By the late 1980s, Matta had become extremely wealthy and employed thousands of people in the businesses he owned. Matta also possessed investments in coffee, tobacco, spice, cattle, and dairy operations and founded several agricultural and construction firms in Honduras. A U.S. court of appeals estimated that Matta and Felix Gallardo were pulling in more than $5 million per week from their drug trafficking activity alone, and these businesses helped Matta launder much of these illicit earnings. In 1982, DEA agents reported that Matta had paid $50 million to Bolivian and other Latin American officials to protect his narcotics operations from law enforcement harassment.

==Matta-Ballesteros and the Contras ==

Matta-Ballesteros was the owner of SETCO, an airline which the Nicaraguan Contras used to covertly transport military supplies and personnel in the early 1980s. Writers such as Peter Dale Scott and Jonathan Marshall have suggested that the U.S. government's desire to conceal or protect these clandestine shipments led it to close the DEA office in Honduras when an investigation began into SETCO, allowing Matta-Ballesteros to continue and expand his trafficking.

==Dismissal of Camarena kidnapping charges==
Matta-Ballesteros was originally charged with participating in the kidnapping, but not the murder, of DEA agent Enrique Camarena. The first basis for this charge was testimony from Hector Cervantes Santos, who was in charge of security for a cartel attorney. Cervantes testified that Matta was present when the Camarena kidnapping was discussed at the attorney's house. The second basis was testimony from FBI forensics specialist Michael Malone that hair and fiber evidence tied Matta to the house where Camarena was held.

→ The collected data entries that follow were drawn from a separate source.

Issue #935, opened 2023-08-25
UX: Review of Django Admin


PaulKuykendall:
### Issue Description

Design team, please review Django Admin, through all current functionality, proposing guidance and refinements for usability. (Heuristics evaluation). 

Starting HERE: https://getgov-staging.app.cloud.gov/admin/

Scope: Use site from the analyst perspective, executing test cases and MVP functionality, looking for usability, consistency, and logical workflows. This is in preparation for putting this in the Analysts for feedback and further iteration.

Relates to: #887 (test cases)

AC:

- [x] Walked through all applicable test cases for DjA tool.
- [x] Updated Test plan based on Discoveries during this exercise.
- [x] Set of proposed UX/UI and workflow Changes (tickets) to be prioritized, including relative value/impact of the proposed changes (like categorizing a bug, for example)

### Additional Context

[DjAdmin UX Review document](https://docs.google.com/document/d/1HmF_jCOcYUEj_gBd5NMuVuSQi6a85TLTl0Mk7uFtZGs/edit#heading=h.68g1pvvfauc) - created by Katherine and Rachid

PR #1003, opened 2023-09-08
1000 admin ux audit implementation of quick fixes

### LINKED ISSUE #1000: First dev passthrough on the admin UX audit
### Issue Description

1. Implement quick fixes from the [UX audit document](https://docs.google.com/document/d/1HmF_jCOcYUEj_gBd5NMuVuSQi6a85TLTl0Mk7uFtZGs/edit#heading=h.68g1pvvfauc)
2. Quick LOE on all other items

Items implemented:
- Add a favicon
- Fix button on “Are You Sure” pages
- Fix button on “view-only” pages
- Remove table caption links
- Log Entries: 
  - Remove “Resource” links
  - Add search helper text
  - Remove “Save” buttons
- Add email address to contact table
- Domain Information
  - Add search field
  - Add additional columns
  - Add filters
- Domain Invitation
  - Add additional columns
  - Add search
- Domains
  - Add additional columns
  - Add filters
- User Domains Roles
  - Add additional columns
  - Add a search field
- Add a search field to websites 

_No response_

### Issue Links

Relates to #935 

UX Audit: [document](https://docs.google.com/document/d/1HmF_jCOcYUEj_gBd5NMuVuSQi6a85TLTl0Mk7uFtZGs/edit#heading=h.68g1pvvfauc)

rachidatecs:
## Ticket

Resolves #1000

Related to #935 

UX Audit: [document](https://docs.google.com/document/d/1HmF_jCOcYUEj_gBd5NMuVuSQi6a85TLTl0Mk7uFtZGs/edit#heading=h.68g1pvvfauc)

## Changes

- Add a favicon
- Fix button on “Are You Sure” pages
- Fix button on “view-only” pages
- Remove table caption links
- Log Entries: 
  - Remove “Resource” links
  - Add search helper text
  - Remove “Save” buttons
- Add email address to contact table
- Domain Information
  - Add search field
  - Add additional columns
  - Add filters
- Domain Invitation
  - Add additional columns
  - Add search
- Domains
  - Add additional columns
  - Add filters
- User Domains Roles
  - Add additional columns
  - Add a search field
- Add a search field to websites 

## Context for reviewers

Only non-straightforward part is the LogEntry override, see [repo link](https://github.com/jazzband/django-auditlog/blob/master/auditlog/admin.py)

  - [ ] Chrome
  - [ ] Microsoft Edge
  - [ ] FireFox
  - [ ] Safari

- [ ] Checked behavior

  - [ ] Chrome
  - [ ] Microsoft Edge
  - [ ] FireFox
  - [ ] Safari

### DIFF
--- a/src/registrar/admin.py
+++ b/src/registrar/admin.py
@@ -6,8 +6,19 @@ from django.http.response import HttpResponseRedirect
 from django.urls import reverse
 from registrar.models.utility.admin_sort_fields import AdminSortFields
 from . import models
+from auditlog.models import LogEntry # type: ignore
+from auditlog.admin import LogEntryAdmin # type: ignore
+
 
 logger = logging.getLogger(__name__)
+
+class CustomLogEntryAdmin(LogEntryAdmin):
+    # Overwrite the generated LogEntry admin class
+    
+    search_help_text = "Search by resource, changed field, or user."
+    
+    change_form_template = 'admin/change_form_no_submit.html'
+    add_form_template = 'admin/change_form_no_submit.html'
 
 
 class AuditedAdmin(admin.ModelAdmin, AdminSortFields):
@@ -400,6 +411,8 @@ class DomainApplicationAdmin(ListHeaderAdmin):
         return super().change_view(request, object_id, form_url, extra_context)
 
 
+admin.site.unregister(LogEntry)  # Unregister the default registration
+admin.site.register(LogEntry, CustomLogEntryAdmin)
 admin.site.register(models.User, MyUserAdmin)
 admin.site.register(models.UserDomainRole, AuditedAdmin)
 admin.site.register(models.Contact, ContactAdmin)
--- a/src/registrar/admin.py
+++ b/src/registrar/admin.py
@@ -8,14 +8,33 @@ from registrar.models.utility.admin_sort_fields import AdminSortFields
 from . import models
 from auditlog.models import LogEntry # type: ignore
 from auditlog.admin import LogEntryAdmin # type: ignore
-
+from django.contrib.auth import get_user_model
 
 logger = logging.getLogger(__name__)
 
 class CustomLogEntryAdmin(LogEntryAdmin):
     # Overwrite the generated LogEntry admin class
+    # list_select_related = ["content_type", "actor"]
+    list_display = [
+        "created",
+        "custom_resource_url",
+        "action",
+        "msg_short",
+        "user_url",
+    ]
+    # search_fields = [
+    #     "content_type",
+    #     "object_repr",
+    #     "changes",
+    # ]
     
-    search_help_text = "Search by resource, changed field, or user."
+    def custom_resource_url(self, obj):
+        # Replace 'my_field' with the name of your field
+        return f"{obj.content_type} - {obj.object_repr}"  # Return the field value without a link
+    
+    custom_resource_url.short_description = 'Resource'
+    
+    search_help_text = "Search by resource, changes, or user."
     
     change_form_template = 'admin/change_form_no_submit.html'
     add_form_template = 'admin/change_form_no_submit.html'
--- a/src/registrar/admin.py
+++ b/src/registrar/admin.py
@@ -6,38 +6,34 @@ from django.http.response import HttpResponseRedirect
 from django.urls import reverse
 from registrar.models.utility.admin_sort_fields import AdminSortFields
 from . import models
-from auditlog.models import LogEntry # type: ignore
-from auditlog.admin import LogEntryAdmin # type: ignore
-from django.contrib.auth import get_user_model
+from auditlog.models import LogEntry  # type: ignore
+from auditlog.admin import LogEntryAdmin  # type: ignore
 
 logger = logging.getLogger(__name__)
 
+
 class CustomLogEntryAdmin(LogEntryAdmin):
-    # Overwrite the generated LogEntry admin class
-    # list_select_related = ["content_type", "actor"]
+    """Overwrite the generated LogEntry admin class"""
+
     list_display = [
         "created",
-        "custom_resource_url",
+        "resource",
         "action",
         "msg_short",
         "user_url",
     ]
-    # search_fields = [
-    #     "content_type",
-    #     "object_repr",
-    #     "changes",
-    # ]
-    
-    def custom_resource_url(self, obj):
-        # Replace 'my_field' with the name of your field
-        return f"{obj.content_type} - {obj.object_repr}"  # Return the field value without a link
-    
-    custom_resource_url.short_description = 'Resource'
-    
+
+    # We name the custom prop 'resource' because linter
+    # is not allowing a short_description attr on it
+    # This gets around the linter limitation, for now.
+    def resource(self, obj):
+        # Return the field value without a link
+        return f"{obj.content_type} - {obj.object_repr}"
+
     search_help_text = "Search by resource, changes, or user."
-    
-    change_form_template = 'admin/change_form_no_submit.html'
-    add_form_template = 'admin/change_form_no_submit.html'
+
+    change_form_template = "admin/change_form_no_submit.html"
+    add_form_template = "admin/change_form_no_submit.html"
 
 
 class AuditedAdmin(admin.ModelAdmin, AdminSortFields):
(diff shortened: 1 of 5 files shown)


src/registrar/admin.py
```diff
@@ -222,11 +256,97 @@ class ContactAdmin(ListHeaderAdmin):
...
+    # This gets around the linter limitation, for now.
+    def contact(self, obj):
+        if obj.first_name or obj.last_name:
+            return obj.get_formatted_name()
+        elif obj.email:
+            return obj.email
+        elif obj.pk:
+            return str(obj.pk)
+        else:
+            return ""
```
zandercymatics, line 275:
```suggestion
            return None
```
(Optional) Error handling/functionality wise, there is a possibility for things to get a bit buggy when you return empty strings as opposed to None. I'd say this is fine to keep if you need this down the line (i.e. using it in an HTML file), but returning None is a bit more predictable imo if we're using that

src/registrar/admin.py
```diff
@@ -222,11 +256,97 @@ class ContactAdmin(ListHeaderAdmin):
...
+
+    # We name the custom prop 'contact' because linter
+    # is not allowing a short_description attr on it
+    # This gets around the linter limitation, for now.
+    def contact(self, obj):
+        if obj.first_name or obj.last_name:
+            return obj.get_formatted_name()
+        elif obj.email:
+            return obj.email
+        elif obj.pk:
```
zandercymatics, line 272: Note that this will not execute if obj.pk == 0. For integers, a truthy/falsy shorthand will return false if that integer is equal to 0. Here is a good resource which explains this in depth:
https://www.freecodecamp.org/news/truthy-and-falsy-values-in-python/

src/registrar/admin.py
```diff
@@ -222,11 +256,97 @@ class ContactAdmin(ListHeaderAdmin):
...
+    list_display = [
+        "contact",
+        "email",
+    ]
+
+    # We name the custom prop 'contact' because linter
+    # is not allowing a short_description attr on it
+    # This gets around the linter limitation, for now.
+    def contact(self, obj):
+        if obj.first_name or obj.last_name:
```
zandercymatics, line 268: Truthy/Falsy values are fine to use but its generally recommended that you explicitly define the type you want to handle (for example, you may want to add a type on obj). These shorthands will return false in the following conditions:
image
Basically, if for some reason a string gets passed in as a number, python may still inevitably parse that as a string once its rendered but you could run into buggy behavior. For instance, if obj.first_name was parsed as an integer of '0', then this field would never execute as while the first name is technically "0", python may assume otherwise

src/registrar/assets/sass/_theme/_admin.scss
```diff
@@ -158,8 +158,10 @@ table > caption > a {
     padding-top: 20px;
 }
 
-// 'Delete button' layout bug
-.submit-row a.deletelink {
+// Fix django admin button height bugs
+.submit-row a.deletelink,
+.delete-confirmation form .cancel-link,
```
zandercymatics, line 163:
```suggestion
.delete-confirmation form.cancel-link,
```
Did you mean to add a space here? This will apply to all `<form>`(s) otherwise

src/registrar/templates/admin/change_form_no_submit.html
```diff
@@ -0,0 +1,20 @@
+{% extends "admin/change_form.html" %}
+
+{% comment %} Replace the Django ul markup with a div. We'll edit the child markup accordingly in change_form_object_tools {% endcomment %}
+{% block object-tools %}
+{% if change and not is_popup %}
```
zandercymatics, line 5: Do we want to display anything here when if not change or is_popup? I don't think we do from a past conversation (grabbed from a template?) but if I am misremembering then that may need to be handled.

zandercymatics (commented):
Great changes so far! Below are a couple of code things I noticed while going through here. I'll leave another comment after running your code locally

src/registrar/admin.py
rachidatecs: I want to return something here otherwise the list table may break. I'll test what None does. If the table does not break, I'll accept your change. If the table breaks, I'd rather stick with an empty string.

src/registrar/admin.py
rachidatecs: 2 notes:
- The DB API uses a 'bool(pk_val) == false' check to determine if a model instance is a new item needs to be INSERTed, or an existing entry that needs to be UPDATEd.
Most databases use PK's starting at 1, but if you try to manually use a pk value of 0, the object cannot be saved - it can only be recreated.

- This code is a duplicate of the _str_ method in the contact model

src/registrar/templates/admin/change_form_no_submit.html
rachidatecs: I wouldn't mess with it (at least not in this PR). This is how the [original template](https://github.com/django/django/blob/a7c73b944f51d6c92ec876fd7e0a171e7c01657d/django/contrib/admin/templates/admin/change_form.html#L27) is written in django.

src/registrar/admin.py
rachidatecs: obj is an instance of Contact, and I'm comparing against its props (first_name and last_name are models.TextField, etc.) Don't all these types trickle down into obj in the admin class when you link admin.site.register(models.Contact, ContactAdmin)?

src/registrar/admin.py
zandercymatics: @rachidatecs If the table expects an empty string I'd say it makes the most sense to keep that - agreed. Not worth it if it breaks things

src/registrar/admin.py
zandercymatics: @rachidatecs Ah, I was not aware that this is not a possible state for Django. Lack of knowledge on my part, I think this is a non issue then.

src/registrar/templates/admin/change_form_no_submit.html
zandercymatics: Yeah lets conform with the template for now

src/registrar/admin.py
zandercymatics: @rachidatecs That is correct, I think I misunderstood the purpose of the function. I'd assume your using this as a workaround as it doesn't allow you to call and/or invoke .__str__ directly. My original assumption was moreso that this could be used by a developer and they (may) pass in the wrong type but given the function is literally called 'contact' I think that would be implied (or may try to use it on an epp Contact object, for instance)... 

With that context in mind, what your doing here is fine. A nice to have might be to add a type hint on obj (obj: Contact) if it doesn't break anything just as a precaution, but really not necessary especially in this context.

zandercymatics:
### Fix button on “Are You Sure” pages
- (Could be separated in a different PR) There is a font size difference between Yes, I'm sure and No, take me back
image
### Remove “Save” buttons
- No issues with this implementation. One thing to note on this would be that, technically, there would be nothing stopping a malicious admin user from sending a mocked post request and editing anyway, but we are assuming that: A) they will be a small pool of trusted users and B) they ought to have this access anyway because of what their role entails
### Domain Information
- Add filters: This isn't exclusive to here (_different PR_) but its a little hard to visually differentiate between each of the filter items due to the length of the text. I think there are two options here: 1. Add some kind of 'on hover' effect (like hovering over an <a> tag) or 2. as an admin/analyst will likely already know, or at least be aware of, these distinctions so I personally would recommend to keeping these filters to just their names rather than name + description (Federal, Interstate, State) 
image

zandercymatics:
Something to note as well would be that, while using ANDI, I was able to find that some of the added columns are not sortable while others are (note the ones that are highlighted vs not)

image

zandercymatics (changes requested):
Really throughout, great work! The only issue that needs to be addressed is that the "organization" type field under Domain should be sortable (as it currently isn't). You are good to merge after you get that resolved

rachidatecs:
I'll fix the font size issue on the buttons and the sortable column. I recommend tackling the proposed hove effect on filter options in a follow-up quick fix, as it may hold the PR

Katherine-Osos:
Regarding the filters for "Domain Information that @zandercymatics mentioned above. There's already a ticket to shorten the filter names here: https://github.com/cisagov/getgov/issues/787
It just needs to get prioritized.

zandercymatics (approved):

zandercymatics:
LGTM! I see the hover color issue you mentioned, good inclusion

Katherine-Osos:
@rachidatecs This looks great. Just one update: On the "Domains" page, can you also add a filter for "State"? That will be useful once the states are implemented.

Katherine-Osos (approved):

rachidatecs:
New ticket to handle the extra requests: #1017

Cervantes Santos later recanted and re-recanted his testimony several times. Based on this Matta filed for a new trial, but a hearing in 1998 found that Cervantes' recantations were not reliable. In 2014, however, the Department of Justice Inspector General determined that Malone's forensic methods were also not reliable. Matta filed for a new trial again, and in 2017 Judge John Kronstadt vacated Matta's convictions on the kidnapping charges, ordering a new trial. In December 2018, the prosecution announced that it would drop the kidnapping charges (Matta was already serving a life sentence without parole for drug smuggling).

==Death==
Matta-Ballesteros died on October 30, 2025, at the age of 80.

==In popular culture==
Vladimir Cruz played Matta-Ballesteros in season one of the American television series Narcos: Mexico.